YAĞMURLU BİR GÜNDE MODA'DA...

                                               Moda'da  "Bir kap su" ve mama koyan gönüllüler...
       
          Bugün (4 Temmuz Cumartesi) saat 11.00 sıralarında Merter’den eskiden oturduğum semte, daha doğrusu annemlere gitmek için ayrıldım.
          Hava kapalıydı, apartmandan tam çıkarken yağmur damlacıklarının önce kapı önündeki ağacın yapraklarına oradan da yere düştüğünü fark ettim, ama umursamadan yoluma devam ettim. Her zaman yürümekten büyük keyif aldığım ağaçlarla kaplı Tozkoparan’ın içinden (parkın yanından) geçerken şiddetli bir yağmur bastırdı. Allah’tan bahçeli kahveye çok yakın bir yerde yakaladı. 100 metrelik bir mesafeyi şu sıralar İngiltere’de devam eden olimpiyatlara katılan atletler gibi kısa sürede kat ettim, kendimi üstü kapalı bahçeli kahvede buldum.
           Dışarıdan görünüşü beni çeken kahveyi hep merak ediyordum, yağmur sayesinde bu merakımı giderdim. Daha öğlen olmadığı için kahve fazla kalabalık değildi, birkaç masada çok az insan vardı; onlar da emekli insanlardı. Emekli insanlar olduklarını nereden anladım, onu da belirteyim; elektrik-su-doğalgaz faturası tartışması yapmalarından…
           Çay içeceğimden değil de kahveyi boş yere işgal etmemiş olmak adına bir çay söyledim. Hani iki fırtta bitecek gibi gözüken ancak sıcak olduğu için on fırtta anca bitirebildiğim taze çayı içtikten sonra başka masalardan birinde aldığım gazetelerden birine hızlı bir şekilde göz attım. Yaklaşık 25 dakika sonra yağmur kesildi, ben de yoluma kaldığım yerden devam ettim.
          On beş dakika sonra annemlerde oldum. Bırakmam gereken bir paket ile gazete kupürleri vardı onları bıraktım. Biraz annemde dinlendikten sonra evden çıktım, geldiğim yöne doğru yürüdüm. Davutpaşa'da tramvaya bindim, Zeytinburnu durağında indim. Zeytinburnu’ndan Kabataş tramvayına geçtim. Tramvay Topkapı’ya yaklaştığında yağmur yeniden şiddetlenmeye başladı. Tophane durağına kadar hiç dinmedi. Tophane durağında vatmanın, “Sayın yolcular! Bundan sonrası tramvay rayları sular altında kaldığı için son durak Kabataş’a gidemeyeceğim, bu duraktan geri döneceğim. Tramvayı boşaltmanız rica olunur” anonsuyla insanların büyük kısmı tramvayı boşalttı.

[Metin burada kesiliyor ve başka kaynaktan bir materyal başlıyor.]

PR #835, opened 2021-05-21
Add FFT waves

huwb:
**Status**: This is a transfer over from our private repos and is ready to merge from my POV

* Adds multi-scale FFT. Wave generation in this setup takes 28us on my 1060
* Generalises debug gui texture view to allow drawing any texture array
* Generalise debug gui texture view to allow scale/bias to data. Useful when data can go negative, or has a large or small range
* Supports spectrum control over FFT. Further, Pierson Moskowitz was used to calibrate our gerstner spectrum with the same spectrum using FFT.
* The calibration changed the gerstner spectrum. I've introduced a new pattern for migrating the spectrum data.

**Testing**:

Add ShapeFFT to a GameObject in the scene and it will add FFT waves.

### DIFF
--- a/crest/Assets/Crest/Crest/Scripts/Shapes/FFT/ShapeFFT.cs
+++ b/crest/Assets/Crest/Crest/Scripts/Shapes/FFT/ShapeFFT.cs
@@ -192,7 +192,7 @@ namespace Crest
             UpdateEditorOnly();
 #endif
 
-            if (_compute == null || _waveBuffers == null)
+            if (_compute == null || _waveBuffers == null || _resolution != _waveBuffers.width)
             {
                 InitData();
             }
@@ -202,7 +202,7 @@ namespace Crest
             if (!EditorApplication.isPlaying) updateDataEachFrame = true;
 #endif
             // Ensure batches assigned to correct slots
-            if (_firstUpdate || updateDataEachFrame || (_waveBuffers != null && _resolution != _waveBuffers.width))
+            if (_firstUpdate || updateDataEachFrame || (_waveBuffers != null))
             {
                 InitBatches();
 
--- a/crest/Assets/Crest/Crest/Scripts/Shapes/FFT/ShapeFFT.cs
+++ b/crest/Assets/Crest/Crest/Scripts/Shapes/FFT/ShapeFFT.cs
@@ -42,7 +42,7 @@ namespace Crest
 
         [Tooltip("When true, uses the wind speed on this component rather than the wind speed from the Ocean Renderer component.")]
         public bool _overrideGlobalWindSpeed = false;
-        [Tooltip("Wind speed in km/h. Controls wave conditions."), Range(0, 150f), Predicated("_overrideGlobalWindSpeed")]
+        [Tooltip("Wind speed in km/h. Controls wave conditions."), Range(0, 150f, 2f), Predicated("_overrideGlobalWindSpeed")]
         public float _windSpeed = 20f;
 
         [Tooltip("Multiplier for these waves to scale up/down."), Range(0f, 1f)]
--- a/crest/Assets/Crest/Crest/Scripts/Shapes/FFT/ShapeFFT.cs
+++ b/crest/Assets/Crest/Crest/Scripts/Shapes/FFT/ShapeFFT.cs
@@ -18,7 +18,7 @@ namespace Crest
     /// </summary>
     [ExecuteAlways]
     [AddComponentMenu(Internal.Constants.MENU_PREFIX_SCRIPTS + "Shape FFT")]
-    [HelpURL(Internal.Constants.HELP_URL_BASE_USER + "wave-conditions.html" + Internal.Constants.HELP_URL_RP + "#shapefft")]
+    [HelpURL(Internal.Constants.HELP_URL_BASE_USER + "wave-conditions.html" + Internal.Constants.HELP_URL_RP + "#shapefft-preview")]
     public partial class ShapeFFT : MonoBehaviour, LodDataMgrAnimWaves.IShapeUpdatable
 #if UNITY_EDITOR
         , IReceiveSplinePointOnDrawGizmosSelectedMessages
--- a/crest/Assets/Crest/Crest/Scripts/Shapes/FFT/ShapeFFT.cs
+++ b/crest/Assets/Crest/Crest/Scripts/Shapes/FFT/ShapeFFT.cs
@@ -28,9 +28,6 @@ namespace Crest
         [Tooltip("Impacts how aligned waves are with wind.")]
         [Range(0, 1)]
         public float _windTurbulence = 0.145f;
-        [Tooltip("Choppiness of waves.")]
-        [Range(0, 2.5f)]
-        public float _chop = 1f;
 
         [Tooltip("The spectrum that defines the ocean surface shape. Assign asset of type Crest/Ocean Waves Spectrum."), Embedded]
         public OceanWaveSpectrum _spectrum;
@@ -220,7 +217,7 @@ namespace Crest
             ReportMaxDisplacement();
 
             var windSpeedMPS = (_overrideGlobalWindSpeed ? _windSpeed : OceanRenderer.Instance._globalWindSpeed) / 3.6f;
-            _compute.GenerateDisplacements(buf, _windTurbulence, windSpeedMPS, OceanRenderer.Instance.CurrentTime, _chop, _activeSpectrum, updateDataEachFrame, _waveBuffers);
+            _compute.GenerateDisplacements(buf, _windTurbulence, windSpeedMPS, OceanRenderer.Instance.CurrentTime, _activeSpectrum, updateDataEachFrame, _waveBuffers);
 
             buf.SetGlobalVector(sp_AxisX, PrimaryWaveDirection);
             // Seems to come unbound when editing shaders at runtime, so rebinding here.
--- a/crest/Assets/Crest/Crest/Scripts/Shapes/FFT/ShapeFFT.cs
+++ b/crest/Assets/Crest/Crest/Scripts/Shapes/FFT/ShapeFFT.cs
@@ -1,0 +1,422 @@
+﻿// Crest Ocean System
+
+// Copyright 2021 Wave Harmonic Ltd
+
+using UnityEngine;
+using UnityEngine.Rendering;
+using Crest.Spline;
+using UnityEngine.Experimental.Rendering;
+
+#if UNITY_EDITOR
+using UnityEditor;
+#endif
+
+namespace Crest
+{
+    /// <summary>
+    /// FFT ocean wave shape
+    /// </summary>
+    [ExecuteAlways]
+    [AddComponentMenu(Internal.Constants.MENU_PREFIX_SCRIPTS + "Shape FFT")]
+    [HelpURL("https://crest.readthedocs.io/en/latest/user/wave-conditions.html#shapefft")]
+    public partial class ShapeFFT : MonoBehaviour, LodDataMgrAnimWaves.IShapeUpdatable
+#if UNITY_EDITOR
+        , IReceiveSplinePointOnDrawGizmosSelectedMessages
+#endif
+    {
+        [Header("Wave Conditions")]
+        [Tooltip("Impacts how aligned waves are with wind.")]
+        [Range(0, 1)]
+        public float _windTurbulence = 0.145f;
+        [Tooltip("Choppiness of waves.")]
+        [Range(0, 2.5f)]
+        public float _chop = 1f;
+
+        [Tooltip("The spectrum that defines the ocean surface shape. Assign asset of type Crest/Ocean Waves Spectrum."), Embedded]
+        public OceanWaveSpectrum _spectrum;
+        OceanWaveSpectrum _activeSpectrum = null;
+
+        [Tooltip("When true, the wave spectrum is evaluated once on startup in editor play mode and standalone builds, rather than every frame. This is less flexible but reduces the performance cost significantly."), SerializeField]
+        bool _spectrumFixedAtRuntime = true;
+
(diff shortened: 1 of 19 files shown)


crest/Assets/Crest/Crest/Shaders/Resources/FFT/FFTSpectrum.compute
```diff
@@ -0,0 +1,217 @@
...
+	const int2 center = _Size.xx / 2;
+	const int2 coord = id.xy - center;
+
+	uint depth;
+	{
+		uint width, height;
+		_ResultInit.GetDimensions( width, height, depth );
+	}
+
+	if( id.z < (depth - 1) && max( abs( coord.x ), abs( coord.y ) ) < _Size / 4 )
```
daleeidd, line 111: Metal complains here about mismatching signs as it assumes `depth - 1` is signed.

crest/Assets/Crest/Crest/Shaders/Resources/FFT/FFTCompute.compute
```diff
@@ -0,0 +1,161 @@
...
+	else
+	{
+		indexA = coord;
+		indexB = coord + offset;
+	}
+
+	if (passIndex == 0)
+	{
+		indexA = reversebits(indexA) >> (32 - PASSES);
+		indexB = reversebits(indexB) >> (32 - PASSES);
```
daleeidd, line 66: This needs the _reversebits_ fallback for it to work on older MacOS devices.

daleeidd (changes requested):
I have brought over the review items from the private repository. Will do a more thorough review once added.

crest/Assets/Crest/Crest/Shaders/Resources/FFT/FFTSpectrum.compute
huwb: missed that before. i think i've pushed a fix now

crest/Assets/Crest/Crest/Shaders/Resources/FFT/FFTCompute.compute
huwb: sorry i for some reason thought it was already merged in but did not check! brain fog. added now. seems good on windows at least..

crest/Assets/Crest/Crest/Scripts/Shapes/FFT/ShapeFFT.cs
```diff
@@ -0,0 +1,422 @@
...
+#endif
+
+namespace Crest
+{
+    /// <summary>
+    /// FFT ocean wave shape
+    /// </summary>
+    [ExecuteAlways]
+    [AddComponentMenu(Internal.Constants.MENU_PREFIX_SCRIPTS + "Shape FFT")]
+    [HelpURL("https://crest.readthedocs.io/en/latest/user/wave-conditions.html#shapefft")]
```
daleeidd, line 21: This should be (for versioning and RP selection):
```csharp
[HelpURL(Internal.Constants.HELP_URL_BASE_USER + "wave-conditions.html" + Internal.Constants.HELP_URL_RP + "#shapefft")]
```

crest/Assets/Crest/Crest/Scripts/Shapes/FFT/ShapeFFT.cs
```diff
@@ -0,0 +1,422 @@
...
+        [Delayed, Tooltip("How many wave components to generate in each octave.")]
+        public int _componentsPerOctave = 8;
+
+        [HideInInspector]
+        [Tooltip("Change to get a different set of waves.")]
+        public int _randomSeed = 0;
+
+        [Header("Generation Settings")]
+        [Tooltip("Resolution to use for wave generation buffers. Low resolutions are more efficient but can result in noticeable patterns in the shape."), Delayed]
+        public int _resolution = 32;
```
daleeidd, line 67: If I change resolution, the shape looks incorrect until I disable/enable the component. It might need something like the auto-rebuild that OceanRenderer has?

crest/Assets/Crest/Crest/Scripts/Shapes/OceanWaveSpectrum.cs
```diff
@@ -16,13 +16,20 @@ namespace Crest
     [CreateAssetMenu(fileName = "OceanWaves", menuName = "Crest/Ocean Wave Spectrum", order = 10000)]
     public class OceanWaveSpectrum : ScriptableObject
     {
+        /// <summary>
+        /// The version of this asset. Can be used to migrate across versions. This value should
+        /// only be changed when the editor upgrades the version.
+        /// </summary>
+        [SerializeField, HideInInspector]
+        int _version = 0;
```
daleeidd, line 24: Just bringing over my reply in private repository about setting the version to 1:
> You could use Reset to set the version to 1? Since that will only be called on new instances or when the use hits reset button which should then auto upgrade anyway?

daleeidd (changes requested):
Great effort pushing FFTs forward. They look fantastic. Just a few minor review things.

I think we still need to add the Apache license in the FFT folder? From what I read, it looks like your copyright header etc is enough regarding state changes.

Last thing is release notes. I am guessing you'll want to add documentation after merging?

crest/Assets/Crest/Crest/Shaders/Resources/FFT/FFTSpectrum.compute
```diff
@@ -0,0 +1,217 @@
...
+	// Spectrum
+	float spectrum = PiersonMoskowitzSpectrum( w );
+
+	float wl = PI2 / kMag;
+	float SMALLEST_WL_POW_2 = -4.0;
+	uint NUM_OCTAVES = 14;
+	float index = log2( wl ) - SMALLEST_WL_POW_2;
+	spectrum = _SpectrumControls.SampleLevel( linear_clamp_sampler, float2((index + 0.5) / NUM_OCTAVES, 0.5), 0.0 )
+		* PiersonMoskowitzWindTerm( w )
+		;
```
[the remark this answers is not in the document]
huwb: oops this whole block of code was half-baked, cleaned up now

crest/Assets/Crest/Crest/Scripts/Shapes/FFT/ShapeFFT.cs
huwb: oops, thanks

crest/Assets/Crest/Crest/Scripts/Shapes/OceanWaveSpectrum.cs
huwb: hmm, need to think more about it

huwb: this was the missing piece. good shout!

crest/Assets/Crest/Crest/Scripts/Shapes/FFT/ShapeFFT.cs
huwb: thanks fixed now, was not re-init'ing the res properly

huwb:
Ok i tied up a number of other loose ends and implemented the suggestions, thanks again for those. Let me know what you think.

daleeidd (changes requested):
I added a couple of commits to fix/improve some minor documentation stuff. Not sure if release notes covers all changes. A few fixes needed.

With the spectrum upgrade, will it significantly change the result of already authored spectrums? I noticed that our main example scene is pretty intense now.

huwb:
thanks for help! your changes look great

yeah i struggled to get headspace to tackle the docs. I don't think the "Wave Conditions" section will make any sense at all at the moment. I'll try to do another pass soon, or do a rewrite for next release.

> With the spectrum upgrade, will it significantly change the result of already authored spectrums? I noticed that our main example scene is pretty intense now.

d'oh.. would you have a repro for that? i think i've seen that before but testing now i was unable to make it happen. it's worrying if you're getting that and i'm starting to think the approach to versioning data that i tried here was too bold (complicated). contingency plan is to not change the current data, except add the `_version` field, and migrate the data in a 2 or 3 releases. would be much simpler i believe, but may require retweaks if people jump from an old version to new..

daleeidd:
> d'oh.. would you have a repro for that? i think i've seen that before but testing now i was unable to make it happen. it's worrying if you're getting that and i'm starting to think the approach to versioning data that i tried here was too bold (complicated). contingency plan is to not change the current data, except add the `_version` field, and migrate the data in a 2 or 3 releases. would be much simpler i believe, but may require retweaks if people jump from an old version to new..

I was able to reproduce it. Looks to be an edge case. Steps:
1. Open main scene
2. Save the spectrum so upgraded data is saved
3. Make minor change in scene and save
4. Do a `git reset --hard` or checkout those two files (main.unity and WavesModerate.asset) to revert them
5. Unity will prompt "scene reload" or ignore. Choose scene reload

The waves will look like the following:
Screen Shot 2021-05-24 at 3 05 22 am

I don't know how I incurred the issue earlier and if it is something anyone else will hit. I inspected the spectrum after saving again and the version was set to 1 but the powers were not changed. I added a log line and it was the Upgrade method which increments the version in this edge case (not Reset).

huwb:
thanks! after poking around i found another repro:

* show editor for a spectrum - upgrades it
* save
* revert the spectrum asset in git

if i remove the `HideInInspector` attribute from the `_version` field, i can see it does not go back to 0 when i revert the asset. but restarting unity sorts it. nice job unity!

i guess we ship it with this in mind. hopefully aggressive reverting/reseting like we do is indeed an edge case.

crest/Assets/Crest/Crest/Scripts/Shapes/FFT/ShapeFFT.cs
```diff
@@ -0,0 +1,419 @@
...
+        [Tooltip("When true, the wave spectrum is evaluated once on startup in editor play mode and standalone builds, rather than every frame. This is less flexible but reduces the performance cost significantly."), SerializeField]
+        bool _spectrumFixedAtRuntime = true;
+
+        [Tooltip("Primary wave direction heading (deg). This is the angle from x axis in degrees that the waves are oriented towards. If a spline is being used to place the waves, this angle is relative ot the spline."), Range(-180, 180)]
+        public float _waveDirectionHeadingAngle = 0f;
+        public Vector2 PrimaryWaveDirection => new Vector2(Mathf.Cos(Mathf.PI * _waveDirectionHeadingAngle / 180f), Mathf.Sin(Mathf.PI * _waveDirectionHeadingAngle / 180f));
+
+        [Tooltip("When true, uses the wind speed on this component rather than the wind speed from the Ocean Renderer component.")]
+        public bool _overrideGlobalWindSpeed = false;
+        [Tooltip("Wind speed in km/h. Controls wave conditions."), Range(0, 150f), Predicated("_overrideGlobalWindSpeed")]
```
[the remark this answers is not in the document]
huwb: oh cool done, much better

crest/Assets/Crest/Crest/Scripts/Shapes/FFT/ShapeFFT.cs
```diff
@@ -0,0 +1,419 @@
...
+            _matGenerateWaves.SetFloat(sp_FeatherWaveStart, _featherWaveStart);
+            // Seems like shader errors cause this to unbind if I don't set it every frame. Could be an editor only issue.
+            _matGenerateWaves.SetTexture(sp_WaveBuffer, _waveBuffers);
+
+            ReportMaxDisplacement();
+
+            var windSpeedMPS = (_overrideGlobalWindSpeed ? _windSpeed : OceanRenderer.Instance._globalWindSpeed) / 3.6f;
+            _compute.GenerateDisplacements(buf, _windTurbulence, windSpeedMPS, OceanRenderer.Instance.CurrentTime, _activeSpectrum, updateDataEachFrame, _waveBuffers);
+
+            buf.SetGlobalVector(sp_AxisX, PrimaryWaveDirection);
```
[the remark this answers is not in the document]
huwb: ah good catch thanks

huwb:
Ok feedback addressed now i believe

daleeidd:
> thanks! after poking around i found another repro:
> 
> * show editor for a spectrum - upgrades it
> * save
> * revert the spectrum asset in git
> 
> if i remove the `HideInInspector` attribute from the `_version` field, i can see it does not go back to 0 when i revert the asset. but restarting unity sorts it. nice job unity!
> 
> i guess we ship it with this in mind. hopefully aggressive reverting/reseting like we do is indeed an edge case.

I narrowed it down to the fact that Unity does not recognise a property being deleted in an SO file. Must be a bug since Unity does recognise a property being deleted in scenes and materials. I will submit a bug report.

I added GitHub for Unity and tried to discard the changes made to the SO asset file to see if they handle this case, but they don't. Any competent developer will use some sort of VCS so I don't know the likeliness that someone will do all the wrong things to hit this issue. The tail end of the issue path being serialising bad data which would be version=1 and no upgrade applied.

huwb:
ok sounds good. lmk what you want to do with this pr in the meantime

daleeidd (approved):
Nice work. There are no other issues I can see. Considering we cannot fix that one problem there is nothing to change.

daleeidd:
Been trying to create a workaround but have been unsuccessful. I could not get FileSystemWatcher to reliably watch anything (on Mac at least). And since Unity ignores certain changes, the AssetPostprocessor doesn't run either. The idea was to read the file and see if version doesn't exist and add it.

I would normally say we shouldn't proceed with merging because I believe people will hit this. But I am not sure when Unity will fix this issue since the FileSystemWatcher not working as expected makes me concerned that the issue is worse than I reported. So waiting for Unity is not palatable.

I will put a note in the release notes warning people about this issue after it is merged.

huwb:
All makes sense. Merged. Thanks for all the help!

                                                         Mamaları önce kediler yedi...
         Sarıyer’e gitmeyi düşünüyordum, yağmur gözümü korkuttu. Tramvaydan hiç inmedim, aynı tramvayla Cevizlibağ’a kadar geldim. Cevizlibağ’da kararımı değiştirdim, metrobüse geçtim. Zincirlikuyu aktarmalı metrobüsle Söğütlüçeşme son durağa kadar geldim. Karnım acıktı, yürüyerek daha önce birkaç kez menemen yediğim Kadıköy’ün “meşhur menemenci”sine vardım. Menemenci ustası Cemal’i kapı önüne attığı üç masadan birinin arkasında oturur buldum. Menemenimi yedikten sonra uzun uzun sohbet ettik. Menemenci ustayla neredeyse akraba çıkacaktık…  
          Menemenciden ayrıldığımda saat 17.00’ye yaklaşıyordu. Yürüyerek Moda’ya, oradan da sahile indim. Daha önce gezdiğim ve gördüğüm yerlerdi, ama hayat zaten tekrardan ibaret değil miydi? Tarih de biraz  öyleydi…

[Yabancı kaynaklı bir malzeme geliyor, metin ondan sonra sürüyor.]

PR #836, opened 2021-05-22
Underwater Pass

daleeidd:
This is a draft and will need a refactor but it is working. I might refactor after merging.

This is an alternative to both _Image Effect_ (#299) and _Post Process_ (#663 + #678). It appears to be better than the other approaches. It will merge into #299.

@huwb Let me know what you think. @skaughtx0r would really like your opinion too since you have been using the post-processing branch.

## _Image Effect_ Problems/Disadvantages
- Renders after PPv2 stack so not compatible

## _Post Process_ Problems/Disadvantages
- Requires PPv2 package
- User setup is more involved
- XR support is hacky/smelly. See #678 for more information
- Higher technical debt
- Underwater effect is not really a post-process effect
- Harder to support transparent objects which also receive post-processing. One user has converted the HDRP PP to a custom pass for this very reason (and we probably should too)

## _Render Pass_ Problems/Disadvantages
- ~~Uses grab pass which makes it a bit more expensive (haven't done overall comparison though)~~
- None?

## Known Issues
- [x] Dynamic resolution breaks the pass. Need to look into this.


huwb:
Nice write up. Glad your handle on this stuff is infinitely better than mine!!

                     KİTAP OKUYORMUŞ GİBİ YAPAN GENÇ!

          Deniz kenarına yakın gölge bir bank gözüme kestirdim, başkasına kaptırmamak için pergellerimi biraz açtım. Hem yorgunluk hem de sıcaktan bankta gözlerimi koyu gözlüklerimin arkasında uykuya yatırmışım… Uykum, zaman zaman arkamda elinde kitap çimlerin üzerine uzanmış genç bir kişi tarafından bölünüyordu. Genç arkadaşın elinde kitap vardı, ama okumuyordu. Ha bire cep telefonuyla birilerini arıyor; yüksek sesle:
          - Şu an neredeyim biliyor musun? Moda'dayım. Çimlerin üzerine uzandım kitap okuyorum! diye karşısındakilere havasını basıyordu.
          Genç adam bir müddet sonra kayalıkların üzerine gitti de rahatladım.

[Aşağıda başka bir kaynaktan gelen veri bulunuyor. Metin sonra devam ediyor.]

PR #837, opened 2021-05-22
Fix bug where all ShapeGerstners used one wind heading

huwb:
Have no idea why this was set globally instead of per-material.


daleeidd (approved):

huwb:
cheers

PR #838, opened 2021-05-22
Make hashy functions type explicit

huwb:
While working on something else and attempting to hash an object instance ID, i found it converting an object ref to a bool (i guess doing an 'is null' operation' and calling `Add(bool)`, and failing to hash properly (!?). Wow.

Rather unfortunate but i could not find an elegant way in C# to avoid implicit conversions. I did find i could pass the first arg to `Add()` by reference, which may sort it, however passing stuff in by reference is probably hackier than doing this.


daleeidd (approved):
That is very obscure/sad. Solution looks good.

huwb:
Yeah.. thanks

          Ne kadar zaman geçti hatırlamıyorum, yabancı birinin, “Selamünaleyküm” deyip yanıma ilişmesiyle kendime geldim. Koyu gözlüklerimin arkasındaki gözlerimi tekrar uykuya yatırmak için uğraşırken, yanıma oturan adam tam tersini yapıyordu. Ha bire; “Ne bunaltıcı bir havaydı değil mi? Yağmur yağmasaydı mahvolurduk” benzeri sözlerle bana laf atıyordu. Yapacak bir şey yoktu, tatlı uykuya bir son vermek gerekiyordu. Öyle yaptım. Ben bir kelime söylüyorsam, karşımdaki on kelime ediyordu. “Ak Parti’ye kayıtlı” olduğunu, ama bir kez olsun oy vermediğini söyledi. Dayanamadım sordum?
- O nasıl oluyor? Hem Ak Parti üyesiyim, hem de oy vermiyorum diyorsun! dedim.
- Vallahi de billahi de doğru söylüyorum. Bir arkadaşım partiye götürdü. Sekreter bayan sizi üye yapalım dedi, kabul ettim. Arkadaşım da ben de öyle üye olduk. Başka da bir işim olmadı. Ben eski Ecevit’çiyim. Onun gibisi daha da gelmedi. 1977 yılındaki Taksim mitingine bile gitmiştim. Hani büyük bir otel var ya o otelin önündeydim. Ecevit’in yanında Rahşah Hanım da vardı.
       Şimdi CHP’li değilim ama ben de karım da Kemal Kılıçdaroğlu’nun şahsına oy verdik.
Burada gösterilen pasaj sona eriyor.